Work task
What you return must be every line from the beginning of the data through the line holding "-173,7 +173,7 @@", unchanged.

:: Recorded information

PR #406, opened 2022-02-15
Add Scaling to the Dask Operator

Matt711:
As a part of https://github.com/dask/dask-kubernetes/pull/392, the Dask Operator needs to scale workers on Kubernetes whenever we create our DaskWorkerGroup custom resources are modified. This PR is concerned with scaling worker pods (manually) when we change the replicas key in a DaskWorkerGroup resource.

### DIFF
--- a/dask_kubernetes/operator/daskcluster.py
+++ b/dask_kubernetes/operator/daskcluster.py
@@ -235,7 +235,7 @@ async def daskworkergroup_update(spec, name, namespace, logger, **kwargs):
         label_selector=f"dask.org/workergroup-name={name}",
     )
     current_workers = len(workers.items)
-    desired_workers = spec["workers"]["replicas"]
+    desired_workers = spec["replicas"]
     workers_needed = desired_workers - current_workers
     if workers_needed > 0:
         for i in range(current_workers + 1, desired_workers + 1):
--- a/dask_kubernetes/operator/daskcluster.py
+++ b/dask_kubernetes/operator/daskcluster.py
@@ -173,7 +173,7 @@ async def daskcluster_create(spec, name, namespace, logger, **kwargs):
         spec.get("resources"),
         spec.get("env"),
     )
-    # kopf.adopt(data) # Unecessary if we can get worker groups adopted by the cluster
+    kopf.adopt(data)  # Unecessary if we can get worker groups adopted by the cluster
     api = kubernetes.client.CustomObjectsApi()
     worker_pods = api.create_namespaced_custom_object(
         group="kubernetes.dask.org",
@@ -256,15 +256,15 @@ async def daskworkergroup_update(spec, name, namespace, logger, **kwargs):
         logger.info(f"Scaled worker group {name} down to {spec['replicas']} workers.")
 
 
-# @kopf.on.delete("daskcluster")
-# async def daskcluster_delete(spec, name, namespace, logger, **kwargs):
-#     api = kubernetes.client.CustomObjectsApi()
-#     workergroups = api.list_cluster_custom_object(
-#         group="kubernetes.dask.org", version="v1", plural="daskworkergroups"
-#     )
-#     workergroups = api.delete_collection_namespaced_custom_object(
-#         group="kubernetes.dask.org",
-#         version="v1",
-#         plural="daskworkergroups",
-#         namespace=namespace,
-#     )
+@kopf.on.delete("daskcluster")
+async def daskcluster_delete(spec, name, namespace, logger, **kwargs):
+    api = kubernetes.client.CustomObjectsApi()
+    workergroups = api.list_cluster_custom_object(
+        group="kubernetes.dask.org", version="v1", plural="daskworkergroups"
+    )
+    workergroups = api.delete_collection_namespaced_custom_object(
+        group="kubernetes.dask.org",
+        version="v1",
+        plural="daskworkergroups",
+        namespace=namespace,
+    )
--- a/dask_kubernetes/operator/daskcluster.py
+++ b/dask_kubernetes/operator/daskcluster.py
@@ -82,14 +82,15 @@ def build_scheduler_service_spec(name):
     }
 
 
-def build_worker_pod_spec(name, namespace, image, n):
+def build_worker_pod_spec(name, namespace, image, n, scheduler_name):
     return {
         "apiVersion": "v1",
         "kind": "Pod",
         "metadata": {
             "name": f"{name}-worker-{n}",
             "labels": {
-                "dask.org/cluster-name": name,
+                "dask.org/cluster-name": scheduler_name,
+                "dask.org/workergroup-name": name,
                 "dask.org/component": "worker",
             },
         },
@@ -98,7 +99,7 @@ def build_worker_pod_spec(name, namespace, image, n):
                 {
                     "name": "scheduler",
                     "image": image,
-                    "args": ["dask-worker", f"tcp://{name}.{namespace}:8786"],
+                    "args": ["dask-worker", f"tcp://{scheduler_name}.{namespace}:8786"],
                 }
             ]
         },
@@ -183,6 +184,7 @@ async def daskcluster_create(spec, name, namespace, logger, **kwargs):
     )
 
 
+@kopf.timer("daskworkergroup", interval=5.0)
 @kopf.on.create("daskworkergroup")
 async def daskworkergroup_create(spec, name, namespace, logger, **kwargs):
     logger.info(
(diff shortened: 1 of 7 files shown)


dask_kubernetes/operator/daskcluster.py
```diff
@@ -80,6 +82,60 @@ def build_scheduler_service_spec(name):
...
+
+def build_worker_group_spec(name, image, workers):
+    return {
+        "apiVersion": "kubernetes.dask.org/v1",
+        "kind": "DaskWorkerGroup",
+        "metadata": {"name": f"{name}-worker-group"},
+        "spec": {
+            "image": image,
+            "workers": {
+                "replicas": workers["replicas"],
```
jacobtomlinson, line 117: I was surprised to see `replicas` nested under `workers. Can we make this a top level thing under `spec`?

dask_kubernetes/operator/daskcluster.py
```diff
@@ -111,3 +167,78 @@ async def daskcluster_create(spec, name, namespace, logger, **kwargs):
...
+        namespace=namespace,
+        body=data,
+    )
+    logger.info(
+        f"A worker group has been created called {data['metadata']['name']} in {namespace} \
+        with the following config: {data['spec']}"
+    )
+
+
+@kopf.timer("daskworkergroup", interval=5.0)
```
jacobtomlinson, line 187: I am curious why this is on a timer?

dask_kubernetes/operator/tests/test_operator.py
```diff
@@ -40,7 +40,7 @@ async def cm():
     yield cm
 
 
-def test_customresources(k8s_cluster):
+def test_customresources(k8s_cluster, gen_cluster):
```
jacobtomlinson, line 43: Why do we need a cluster here?

dask_kubernetes/operator/daskcluster.py
```diff
@@ -111,3 +167,78 @@ async def daskcluster_create(spec, name, namespace, logger, **kwargs):
...
+                namespace=namespace,
+                body=data,
+            )
+        logger.info(f"{workers_needed} Worker pods in created in {namespace}")
+    if workers_needed < 0:
+        pass
+
+
+@kopf.timer("daskworkergroup", interval=5.0)
+async def scale_workers(spec, name, namespace, logger, **kwargs):
```
jacobtomlinson, line 224: I'm not really sure what this is doing.

dask_kubernetes/operator/tests/test_operator.py
Matt711: We don't. I'll get rid of that

dask_kubernetes/operator/daskcluster.py
Matt711: This patching/changing a `DaskWorkerGroup` resource with new data/spec. When the `DaskWorkerGroup` is patched, the `daskworkergroup_create` function will update the number of workers to reflect the new spec.

dask_kubernetes/operator/daskcluster.py
Matt711: I think I added that because the function was not working without it. I'll look at this again and update you.

dask_kubernetes/operator/daskcluster.py
Matt711: Yes we can

dask_kubernetes/operator/daskcluster.py
```diff
@@ -191,14 +196,85 @@ async def daskworkergroup_create(spec, name, namespace, logger, **kwargs):
...
+    )
+
+
+@kopf.on.delete("daskworkergroup")
+async def daskworkergroup_delete(spec, name, namespace, logger, **kwargs):
+    api = kubernetes.client.CoreV1Api()
+    workers = api.delete_collection_namespaced_pod(
+        namespace=namespace,
+        label_selector=f"dask.org/workergroup-name={name}",
+    )
```
jacobtomlinson, line 280: I don't think we need this. When we use `kopf.adopt` that ties the resources together and when we create the top level `DaskCluster` Kubernetes cleans everything up for us.

jacobtomlinson (commented):
This is looking nice! I'll give it a test this morning.

We should add some tests here. A small test would probably be to create the cluster, wait for the default number of workers, patch the resource to scale up, wait for the number of workers, patch the resource to scale down, wait for the number of workers.

dask_kubernetes/operator/daskcluster.py
```diff
@@ -187,18 +192,79 @@ async def daskcluster_create(spec, name, namespace, logger, **kwargs):
...
+    #     name=scheduler_name, image=scheduler_spec.get("image")
+    # )
+    # data = build_worker_group_spec(
+    #     name.split('-')[0],
+    #     spec.get("image"),
+    #     spec.get("replicas"),
+    #     spec.get("resources"),
+    #     spec.get("env"),
+    # )
+    # kopf.adopt(data, owner = cluster["items"][0])
```
Matt711, line 210: Having trouble getting the `DaskWorkerGroup` to become adopted by the `DaskCluster`. The `owner` executing without any errors and when I check log the `DaskWorkerGroup` I get this:
```
{
   "apiVersion":"kubernetes.dask.org/v1",
   "kind":"DaskWorkerGroup",
   "metadata":{
      "name":"default-worker-group",
      "ownerReferences":[
         {
            "controller":true,
            "blockOwnerDeletion":true,
            "apiVersion":"kubernetes.dask.org/v1",
            "kind":"DaskCluster",
            "name":"simple-cluster",
            "uid":"a65120a5-ce6f-485f-acbc-513645582d16"
         }
      ],
      "namespace":"default",
      "labels":{
         
      }
   },
   "spec":{
      "image":"daskdev/dask:latest",
      "replicas":3,
      "resources":{
         
      },
      "env":{
         
      }
   }
}
```
Which is what I expect. The `DaskWorkerGroup` resource is now a child of the `DaskCluster`. But when I delete the `DaskCluster` resource, the `DaskWorkerGroup`'s are not deleted. Therefore, the worker pods are not deleted either. It seems like `kopf.adopt` needs to be called inside a handler that pertains to the parent resource eg. `@kopf.oncreate("daskcluster")`. Maybe the `DaskCluster` resource should also hold a list of names of the `DaskWorkerGroup`s as they are added to the cluster. So we would need an update handler. And as `DaskWorkerGroup`s are added, the update handler would adopt them.

Matt711: Maybe the `DaskCluster` resource should also hold a list of names of the `DaskWorkerGroups`. The names would be added to the `DaskCluster` in `daskworkergroup_create` handler. This would update the `DaskCluster`, so we would also need a `daskcluster_update` handler. And as `DaskWorkerGroups` are added, the update handler would adopt them.

Matt711: @jacobtomlinson

dask_kubernetes/operator/tests/test_operator.py
```diff
@@ -77,6 +77,12 @@ async def test_simplecluster(k8s_cluster, kopf_runner, gen_cluster):
                 async with Client(
                     f"tcp://localhost:{port}", asynchronous=True
                 ) as client:
+                    k8s_cluster.port_forward(
+                        "scale",
+                        "--replicas=5",
+                        "daskworkergroup",
+                        "default-worker-group",
+                    )
```
jacobtomlinson, line 85: I think we should make a separate test for this instead of extending the existing test.

dask_kubernetes/operator/daskcluster.py
jacobtomlinson: Hrm that's frustrating. I think we should definitely keep persuing the adoption method rather than having deletion handlers.

Perhaps this is a good time to built a small separate experiment with a couple of CRDs and an operator and try and understand the adoption mechanism better.

dask_kubernetes/operator/daskcluster.py
```diff
@@ -82,14 +82,15 @@ def build_scheduler_service_spec(name):
     }
 
 
-def build_worker_pod_spec(name, namespace, image, n):
+def build_worker_pod_spec(name, namespace, image, n, scheduler_name):
     return {
         "apiVersion": "v1",
         "kind": "Pod",
         "metadata": {
             "name": f"{name}-worker-{n}",
```
jacobtomlinson, line 90: I think this name should also include the `scheduler_name` otherwise we will have collisions with multiple clusters.

dask_kubernetes/operator/daskcluster.py
```diff
@@ -187,18 +193,67 @@ async def daskcluster_create(spec, name, namespace, logger, **kwargs):
...
+    api = kubernetes.client.CustomObjectsApi()
+    workergroups = api.list_cluster_custom_object(
+        group="kubernetes.dask.org", version="v1", plural="daskworkergroups"
+    )
+    workergroups = api.delete_collection_namespaced_custom_object(
+        group="kubernetes.dask.org",
+        version="v1",
+        plural="daskworkergroups",
+        namespace=namespace,
+    )
```
jacobtomlinson, line 259: As we already discussed it would be nice to not need this. Let's get this in and then worry about removing this again.

dask_kubernetes/operator/tests/resources/simplecluster.yaml
```diff
@@ -16,7 +16,8 @@ spec:
...
-  workers:
-    replicas: 3
-    resources: {}
-    env: {}
\ No newline at end of file
+  replicas: 3
+  resources: {}
+  env: {}
+status:
+  replicas: 3
```
jacobtomlinson, line 23: I don't think we should be setting any `status` config here, this should be generated by Kubernetes.

dask_kubernetes/operator/tests/resources/simpleworkergroup.yaml
```diff
@@ -6,12 +6,13 @@ spec:
...
+  replicas: 2
+  resources: {}
+  env: {}
+  # nodeSelector: null
+  # securityContext: null
+  # affinity: null
+  # tolerations: null
+  # serviceAccountName: null
+status:
+  replicas: 2
```
jacobtomlinson, line 18: Same here

dask_kubernetes/operator/tests/test_operator.py
```diff
@@ -35,7 +35,7 @@ async def cm():
             yield cluster_name
         finally:
             # Delete cluster resource
-            k8s_cluster.kubectl("delete", "-f", cluster_path)
+            k8s_cluster.kubectl("delete", "dsk", "--all")
```
jacobtomlinson, line 38: I think we should revert this. The test should only delete the cluster that it created.

jacobtomlinson (commented):
This is awesome! I just had a play around on the command line creating clusters, scaling them, deleting them, connecting to them, etc. It works so nicely and feels so Kubernetes native!

I've left a couple of last comments that could do with being addressed, but this is 99% of the way there and we can probably get this merged today.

::::

Answer area
PR #406, opened 2022-02-15
Add Scaling to the Dask Operator

Matt711:
As a part of https://github.com/dask/dask-kubernetes/pull/392, the Dask Operator needs to scale workers on Kubernetes whenever we create our DaskWorkerGroup custom resources are modified. This PR is concerned with scaling worker pods (manually) when we change the replicas key in a DaskWorkerGroup resource.

### DIFF
--- a/dask_kubernetes/operator/daskcluster.py
+++ b/dask_kubernetes/operator/daskcluster.py
@@ -235,7 +235,7 @@ async def daskworkergroup_update(spec, name, namespace, logger, **kwargs):
         label_selector=f"dask.org/workergroup-name={name}",
     )
     current_workers = len(workers.items)
-    desired_workers = spec["workers"]["replicas"]
+    desired_workers = spec["replicas"]
     workers_needed = desired_workers - current_workers
     if workers_needed > 0:
         for i in range(current_workers + 1, desired_workers + 1):
--- a/dask_kubernetes/operator/daskcluster.py
+++ b/dask_kubernetes/operator/daskcluster.py
@@ -173,7 +173,7 @@ async def daskcluster_create(spec, name, namespace, logger, **kwargs):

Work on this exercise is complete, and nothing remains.